Continuation of Unemployment Benefits
The relief bill has extended unemployment aid. The new level of payment is $300 per week for payments beginning after December 26, 2020 until March 14, 2021. As banks in Wisconsin have experienced high levels of unauthorized or fraudulent payments related to unemployment benefits, banks should continue their diligent monitoring and identification of such transactions or activity.
Temporary Relief from CECL Standards
The relief bill has also extended the implementation period of CECL for banks. The new period for implementation of the CECL standard is the earlier of the first day of the fiscal year of the bank that begins after the termination date of the national pandemic emergency, or January 1, 2022. This is an extension from December 31, 2020. Banks are still encouraged to work closely with their accounting resources regarding how best to implement requirements under CECL. Banks’ regulators should also be kept apprised of decisions and implementation status.
Extension of Relief from Troubled Debt Restructuring (TDR)
The termination date of the CARES Act provision which allowed banks greater flexibility when classifying a credit as a TDR has been extended. The original relief was to expire next week on December 31, 2020. The relief bill extends relief afforded by TDRs under the CARES Act until January 1, 2022. The extension will allow banks the necessary flexibility to continue to work with struggling borrowers. Banks are encouraged to continue to work with struggling borrowers, to keep in constant contact with borrowers so as to identify risks, and act accordingly in a timely manner.

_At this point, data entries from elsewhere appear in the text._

PR #4384, opened 2026-04-29
Remove version-dated callouts from API descriptions

sordaz00:
## Summary
Strip "as of version YYYY-MM" from deprecation notices and caution blocks in checkout `standard.ts`. These are migration artifacts — the behavior is now standard and the dates are irrelevant to current developers.

- **`market`**: Removed redundant Caution block; `@deprecated` now explains *why* instead of *when*
- **`instructions`**: Removed version date from Caution; states the requirement directly
- **`extensionPoint`**: `@deprecated` now says what to use instead of when it was deprecated

Closes: https://github.com/shop/issues-learn/issues/2001

## Test plan
- [ ] Verify generated docs no longer show version-dated callouts
- [ ] Cascade to 2026-04, 2026-01, 2025-10, 2025-07

### DIFF
--- a/packages/ui-extensions/src/surfaces/checkout/api/standard/standard.ts
+++ b/packages/ui-extensions/src/surfaces/checkout/api/standard/standard.ts
@@ -439,11 +439,14 @@ export interface Localization {
   country: SubscribableSignalLike<Country | undefined>;
 
   /**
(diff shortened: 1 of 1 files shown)


mcvinci (approved):
Thanks, @sordaz00! Same suggestions as https://github.com/Shopify/ui-extensions/pull/4387#pullrequestreview-4200291000.

PR #4418, opened 2026-04-30
Update checkbox docs to support label slot (2025-10)

justinhenricks:
### Background

The `label` prop on the `s-checkbox` component previously only accepted a plain string value, limiting the ability to include rich content such as links within checkbox labels.

Depends on: https://github.com/shop/world/pull/663974

### Solution

The `label` prop on the checkout and customer-account `s-checkbox` component now accepts either a plain string or an `HTMLElement` slot. When passed as an `HTMLElement`, only plain text and `s-link` elements are rendered as label content — any additional elements are sanitized while preserving their text content.

A new `CheckboxElementSlots` interface has been introduced to define this slot behavior, and the `label` prop has been moved out of `CheckboxElementProps` and into `CheckboxElementSlots` to reflect this distinction. The component documentation has also been updated to include slot definitions.

### 🎩

- `s-checkbox` labels can now include `s-link` elements for richer, more accessible label content

### Checklist

### DIFF
--- a/.changeset/checkbox-rich-label.md
+++ b/.changeset/checkbox-rich-label.md
@@ -1,0 +1,5 @@
+---
+'@shopify/ui-extensions': patch
+---
+
+The `label` prop on the checkout and customer-account `s-checkbox` component now accepts a label as a slot in addition to a plain string, label slots can include only plain text and s-links.
--- a/packages/ui-extensions/src/surfaces/checkout/components/Checkbox.d.ts
+++ b/packages/ui-extensions/src/surfaces/checkout/components/Checkbox.d.ts
@@ -10,10 +10,21 @@
 /// <reference lib="DOM" />
 import type {CheckboxProps$1} from './components-shared.d.ts';
 
-/** @publicDocs */
+/**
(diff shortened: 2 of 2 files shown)


packages/ui-extensions/src/surfaces/checkout/components/Checkbox/Checkbox.doc.ts
```diff
@@ -20,6 +20,12 @@ const data: ReferenceEntityTemplateSchema = {
         'Learn more about [registering events](/docs/api/checkout-ui-extensions/latest/using-polaris-components#event-handling).',
       type: 'CheckboxElementEvents',
     },
+    {
+      title: 'Slots',
+      description:
+        'Learn more about [component slots](/docs/api/checkout-ui-extensions/latest/using-polaris-components#slots).',
+      type: 'CheckboxElementSlots',
```
mcvinci: We can remove this change. `doc.ts` files are now considered legacy files, as this content how now moved to MDX in the `shopify-dev` zone of the monorepo.

mcvinci (approved):
Thanks, @justinhenricks! Just left one minor comment.

robin-drexler (approved):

Cybersecurity of Financial Systems Resiliency
The relief bill requires the federal banking regulators to report to Congress within 180 days after enactment of the relief bill, and annually thereafter, of the steps the agencies have taken to strengthen cybersecurity within the financial services industry. Banks can expect continued heightened regulator scrutiny in examinations as the topic of cybersecurity continues to be a focus of bank regulators.
Extension of Eviction Moratorium
The order issued by the Center of Disease and Control Prevention (CDC) entitled, Temporary Halt in Residential Eviction to Prevent the Future Spread of COVID-19, has been extended through January 31, 2021.
Revision to Certain Bankruptcy Processes
The relief bill has made revision to procedures under Titles 11 and 13 of the U.S. Code. One example, is the creation of a new procedure to allow the bankruptcy court to grant discharge of debt dischargeable to a debtor who has not completed payments to the trustee or creditor holding a security interest in a principal residence if the debtor defaults on no more than three monthly payments on or after March 13, 2020, caused by a material, financial hardship related to COVID-19. Other revisions include the creation of a CARES forbearance claim. Only a creditor is authorized to file this supplemental proof of claim. Banks will need to continue to work closely with counsel as it relates to bankruptcy filings and procedures to ensure revisions made by the relief bill are incorporated into bank’s bankruptcy strategy.